The first is the stock gxl 15x6" wheel which is stamped +40. Edge to edge this wheel actually measures 7" wide and has a measured BS of 5.110". Now the misleading part that no one tells you when you are calulating the ideal offset is that you have to take into account the thickness if the wheel lips which are usually very close to .500" on each side.

Here is how it all comes together to calculate BS using the advertised width and offset;

1.0" is = to 25.4mm

convert offset to inches: 40mm divided by 25.4 =1.58"

half of the advertised width is 6 divided by 2 = 3

add the offset 1.58" (+40) to half the advertised width (3) = 4.58"BS

Why doesn't the math add up to what I physically measured the BS to be? Because we didn't account for the lip of the wheel which is roughly .5"

4.58" + .5" = 5.08"BS which is very close to what I measured to be 5.110".

The reverse of this can be used to calculate the offset from BS. Here is the scenario. Using the above wheel as my test wheel I will try and figure out the ideal offset for a wider wheel to use on the front of an fc. My car is in storage and I haven't looked at the fitment in a while so THIS IS ALL SPECULATION. looking at the stock 15x6 wheel with 5.110"BS it looks like I have room for the wheel to come inward another .750" which would add up to 5.860"BS for the new wheel. I need to have a 9" wheel in the front so I can now calculate the desired offset from this.
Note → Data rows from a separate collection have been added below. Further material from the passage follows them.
Issue #1536, opened 2015-07-20
The project template should list INSTALLED_APPS in precedence order


pjdelport:
Currently, the [project template's INSTALLED_APPS](https://github.com/torchbox/wagtail/blob/v1.0/wagtail/project_template/project_name/settings/base.py#L26-L52) lists the default apps from most generic to most specific, but this is the inverse of the order Django expects them in: apps listed earlier override the resources of apps listed later.

A better default value for this setting might be:

```python
INSTALLED_APPS = [
    'home',
    'search',

    'wagtail.wagtailforms',
    'wagtail.wagtailredirects',
    'wagtail.wagtailembeds',
    'wagtail.wagtailsites',
    'wagtail.wagtailusers',
    'wagtail.wagtailsnippets',
    'wagtail.wagtaildocs',
    'wagtail.wagtailimages',
    'wagtail.wagtailsearch',
    'wagtail.wagtailadmin',
    'wagtail.wagtailcore',

    'modelcluster',
    'compressor',
    'taggit',

    'django.contrib.admin',
    'django.contrib.auth',
    'django.contrib.contenttypes',
    'django.contrib.sessions',
    'django.contrib.messages',
    'django.contrib.staticfiles',
]
```

gasman:
Does the current ordering cause any actual problems? If not, I would prefer to stick to the more familiar arrangement (see for example https://docs.djangoproject.com/en/1.8/intro/tutorial01/#activating-models ), as that avoids the impression that Wagtail is doing anything non-standard.

pjdelport:
It will at least cause problems as soon as users try to override any templates the way many other Django apps expect them to: instead of working, the templates will just silently get ignored, which is a frustrating failure mode for newcomers to have to struggle with.

Fixing this should not give any impression that Wagtail is being non-standard: the Django docs ([link](https://docs.djangoproject.com/en/1.8/ref/templates/api/#django.template.loaders.app_directories.Loader)) are quite specific about the order INSTALLED_APPS should be listed in:

> The order of `INSTALLED_APPS` is significant! For example, if you want to customize the Django admin, you might choose to override the standard `admin/base_site.html` template, from django.contrib.admin, with your own `admin/base_site.html` in `myproject.polls`. You must then make sure that your `myproject.polls` comes before `django.contrib.admin` in `INSTALLED_APPS`, otherwise `django.contrib.admin`’s will be loaded first and yours will be ignored.

[...]

PR #2135, opened 2016-01-20
Update settings in 'configuring Django' docs for Django 1.9

gasman:
* Update the example settings file for Django 1.9 (including converting tuples to lists, and replacing TEMPLATE_CONTEXT_PROCESSORS with TEMPLATES)
* Set USE_L10N to true (the note about displaying localized dates was specific to FriendlyDateInput, which was removed in Wagtail 0.4 - the current AdminDateInput consistently uses numeric dates regardless of the USE_L10N setting)
* Remove the "Other Django Settings Used by Wagtail" list, as it seems to be an entirely arbitrary list - pretty much by definition, *any* Django setting could influence the behaviour of a Wagtail project.

### DIFF
--- a/docs/advanced_topics/settings.rst
+++ b/docs/advanced_topics/settings.rst
@@ -57,52 +57,34 @@ Apps (``settings.py``)
 
 .. code-block:: python
 
-  INSTALLED_APPS = (
-    'django.contrib.auth',
-    'django.contrib.contenttypes',
-    'django.contrib.sessions',
-    'django.contrib.messages',
-    'django.contrib.staticfiles',
+  INSTALLED_APPS = [
+
+    'myapp',  # your own app
+
+    'wagtail.wagtailforms',
+    'wagtail.wagtailredirects',
+    'wagtail.wagtailembeds',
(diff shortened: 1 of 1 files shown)


docs/advanced_topics/settings.rst
```diff
@@ -338,20 +321,76 @@ These two files should reside in your project directory (``myproject/myproject/`
...
   DEBUG = True
-  TEMPLATE_DEBUG = DEBUG
 
-  ADMINS = (
-      # ('Your Name', 'your_email@example.com'),
-  )
+  # Application definition
 
-  MANAGERS = ADMINS
+  INSTALLED_APPS = [
```
kaedroho: We list the installed apps in the opposite order in the project template: https://github.com/torchbox/wagtail/blob/bc8322bf7e91c1a2606392090e24cd78c9e5a817/wagtail/project_template/project_name/settings/base.py#L26-L52

see: #1536

gasman: Fair point... updated in 88078ac389589bffe4b2368a38200c3f4f80270a.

9"+.5"+.5"(each lip)=10" total width

10" divided in half is 5" which would be the center of the wheel

5.860"BS minus 5.0" = .860" offset

.860 multiplied by 25.4mm = 21.84 offset

So +22 offset is the highest you can use on a 9" wheel. Now since the desired wheel is 3" wider and only .750" of that width is being tucked inwards, that leaves the remaing 2.250" of width to extend outwards towards the fender. This may result in the tire sticking past the fender and requiring clearancing of the fender, a narrower tire, or possibly a rethinking of how wide a wheel you really need.

second example is my 15x8 jeep wheels which are stamped as having an offset of 25.4. 25.4mm is one inch

and half of the width is 4".

4+1=5 + .5(lip) =5.5"BS.

in this case the actual BS is 5.565" but .065" or 1.6mm. which is as close as your going to get and could be the result of your measuring accuracy as well as the fact that the wheel lip is somewhat tapered and difficult to measure so i use .5" as a rough guideline.